▸ The records
PR #158, opened 2016-03-30
Fix normalize_dbname to work with slashes

iilyak:
We shouldn't rely on dbname being the last part of path. Since database
name could include slashes.
normalize_dbname as the name suggests should accept either binary or
list and return only binary.

### DIFF
--- a/src/couch_db.erl
+++ b/src/couch_db.erl
@@ -1513,10 +1513,8 @@ select_gt(V1, _V2) -> V1.
 select_lt(V1, V2) when V1 > V2 -> V2;
 select_lt(V1, _V2) -> V1.
 
-normalize_dbname(<<"shards/", _/binary>> = Path) ->
-    lists:last(binary:split(mem3:dbname(Path), <<"/">>, [global]));
 normalize_dbname(DbName) ->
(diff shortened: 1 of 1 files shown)


eiri:
lgtm

rnewson:
hrm, is that right? is normalize_dbname/1 really exactly what mem3:dbname/1 does? (cc @davisp)

davisp:
This looks odd to me. So I have this right, an example:

Path1 == <<"shards/00000000-ffffffff/username/dbname.234234234">>
mem3:dbname(Path1) == <<"username/dbname">>
couch_db:normalize_dbname(Path1) == <<"dbname">>

We used the original normalize_dbname (though never by that name) to check if a db was a _replicator or _users db. The missing detail/assumption here was that we never cared if someone named a database like <<"foo/_replicator">> in so much as it'd just get picked up as a _replicator database. This patch and related changes appear to be wanting to avoid that when we've never cared before.

However I'd go about this fairly differently. normalize_dbname used to be this:

lists:last(binary:split(mem3:dbname(Path), <<"/">>, [global])).

I'd just remove the global option so we only split once.

PR #160, opened 2016-04-08
Change normalize_dbname semantic add dbname_suffix

iilyak:
normalize_dbname used to return last componenent of the shard path. But
it was doing so only if argument was passed as a binary. We change the
semantic of normalize_dbname so it does following:

  1. expects either type binary or list
  2. expect any kind of database name
     - plain database name
     - plain database name with '.couch' extension
     - shard name with suffix (creation time)
     - shard name with suffix (creation time) and .couch extension
  3. always returns a binary containing all components of a database name
  4. removes information about shard
  5. removes shard's suffix

For cases we need last component of the path (old behaviour) we
intoroduce dbname_suffix/1

COUCHDB-2983

### DIFF
--- a/src/couch_db.erl
+++ b/src/couch_db.erl
@@ -35,6 +35,7 @@
 -export([monitored_by/1]).
 -export([normalize_dbname/1]).
 -export([validate_dbname/1]).
+-export([dbname_suffix/1]).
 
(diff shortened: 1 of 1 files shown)


davisp:
+1

kxepal:
+1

▸ What you should do
Report back every line of the entries in which "time" occurs.

▸ Exercise result
     - shard name with suffix (creation time)
     - shard name with suffix (creation time) and .couch extension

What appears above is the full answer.